A year ago I wrote a blog trying to explain what we do- what do we actually do in palliative care? But still folk are confused so here we go… I quite like this recent definition coming out of the USA.
Palliative care is specialised medical care for people with serious illnesses. This type of care is focused on providing patients with relief from the symptoms, pain, and stress of a serious illness – whatever the diagnosis. The goal is to improve quality of life for both the patient and the family. Palliative care is provided by a team of doctors, nurses, and other specialists who work with a patient’s other doctors to provide an extra layer of support. Palliative care is appropriate at any age and at any stage in a serious illness, and can be provided together with curative treatment.
So how does this translate into real patients and families?
It has been a tough year so far. We have said good bye to too many children, some whom we had known for years.
Amazingly it’s never quite how or what we expect.

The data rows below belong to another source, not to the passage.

PR #320, opened 2022-11-29
2022 polkadot.toml file update

olliecorbisiero:
Updated polkadot.toml file for 2022 Electric Capital Report. 

Incorporated updates to Sub Ecosystems, Github Organizations & Github Repos. 

The update was done programmatically hence why 2,097 additions and 1,054 deletions.

Thank you!

### DIFF
--- a/data/ecosystems/p/polkadot.toml
+++ b/data/ecosystems/p/polkadot.toml
@@ -2,243 +2,388 @@
 title = "Polkadot"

‘Peaceful’ I will call him, was a beautiful child with an exceptionally rare progressive disease. He outlived his prognosis by years – I had almost started to question the diagnosis! Month after month they would attend the palliative care clinic, and he would just lie peacefully in his mother’s arms. He never complained or moaned. Just peaceful. During this time we helped the mom comes to terms with the fact he wouldn’t survive and supported her emotionally to live with the uncertainty of how that would look. We managed his itchy skin and his chesty cough and helped the mom to decide when to seek medical help. We gave her as much information as we could to help her cope. We found him a pram when he got too heavy to carry. Largely we were just ‘there’, a visit or a call away.
He died very suddenly at home a few weeks ago at the age of 5. Since then we have provided the mum with bereavement support and a home visit. That will be ongoing as long as she wishes.
‘Sunshine’ was a gorgeous girl, full of joy and brightness. She touched every life around her. Despite years of unpleasant symptoms and treatments she always arrived with a smile and usually some sweets for the doctors on call. There was nothing like a sunshine hug to make my day. Sadly ‘sunshine’ had a difficult few months at the end, but again, having known her and the family for many years we were ‘there’; from casual chats to more serious discussions about yet more bad news; getting her assessed and supported when she wasn’t coping at school; allowing her to express her feelings and worries; giving the family options about where she should be when she died; visiting at home to make sure she was comfortable and that the family were coping; answering WhatsApp questions when things felt too much or too confusing.
There have been many more of these amazing children living, surviving and thriving for years with their rare diseases. Sadly dying comes too soon for many. But it is in the way these children and their parents live that they teach us all so much. Palliative care supports that.
So perhaps it is as simple as that. Palliative Care is being ‘there’ whatever that looks like.